**Recorded data**

Issue #1265, opened 2019-02-07
Inline commenting


abbeyjackson:
This is a suggestion added to issues as per Dan’s instructions via Twitter. 

Inline commenting (selecting a chubk of text to comment on or having a comment associated with a specific line number) is a feature that is missing from Bookstack which I feel would really add value to the product.

JohnnyWild89:
Looking forward to get this feature! Bookshelf is perfect replacement for any products which use as WIKI. Inline commentaries would greatly expands work possibilities.

cze-karel:
This would be a really great feature that would improve the possibility of people collaborating on the documents. Is it possible this feature will make it into the roadmap?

**Task**
Nothing but the lines with "commenting" should be returned, copied from the entries above.

**The completed task**
Inline commenting
Inline commenting (selecting a chubk of text to comment on or having a comment associated with a specific line number) is a feature that is missing from Bookstack which I feel would really add value to the product.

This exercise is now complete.